+++ AVAILABLE DATA

PR #13372, opened 2026-08-03
[BugFix][SpecDecode][Mamba] Fix DSpark slot mapping and mamba postprocess signature on hybrid targets

fg11991:

Two independent bugs that, together, make DSpark speculative decoding unusable on
hybrid Gated-DeltaNet targets (Qwen3.5 / Qwen3.6). Both are Ascend-only and both
are invisible on pure-attention targets such as Qwen3-8B, which is why CI has not
caught them — `tests/e2e/pull_request/one_card/spec_decode/test_dspark.py` only
covers `Qwen/Qwen3-8B`.

#### 1. `postprocess_mamba_fused_kernel` signature drifted from upstream vLLM

`vllm_ascend/patch/worker/patch_mamba_utils.py` installs the Ascend
`postprocess_mamba_fused_kernel` over
`vllm.v1.worker.mamba_utils.postprocess_mamba_fused_kernel`, but leaves the
launcher upstream. Upstream has since added `state_dim_row_count_ptr`,
`state_dim_row_stride_ptr`, `idx_mapping_ptr`, `CONV_STATE_DIM_FIRST`,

++++++

**WORK TO COMPLETE:** Write out exactly each line of the entries, starting at the one containing "but leaves the" and finishing with the last line.

**ANSWER BOX:**
`vllm.v1.worker.mamba_utils.postprocess_mamba_fused_kernel`, but leaves the
launcher upstream. Upstream has since added `state_dim_row_count_ptr`,
`state_dim_row_stride_ptr`, `idx_mapping_ptr`, `CONV_STATE_DIM_FIRST`,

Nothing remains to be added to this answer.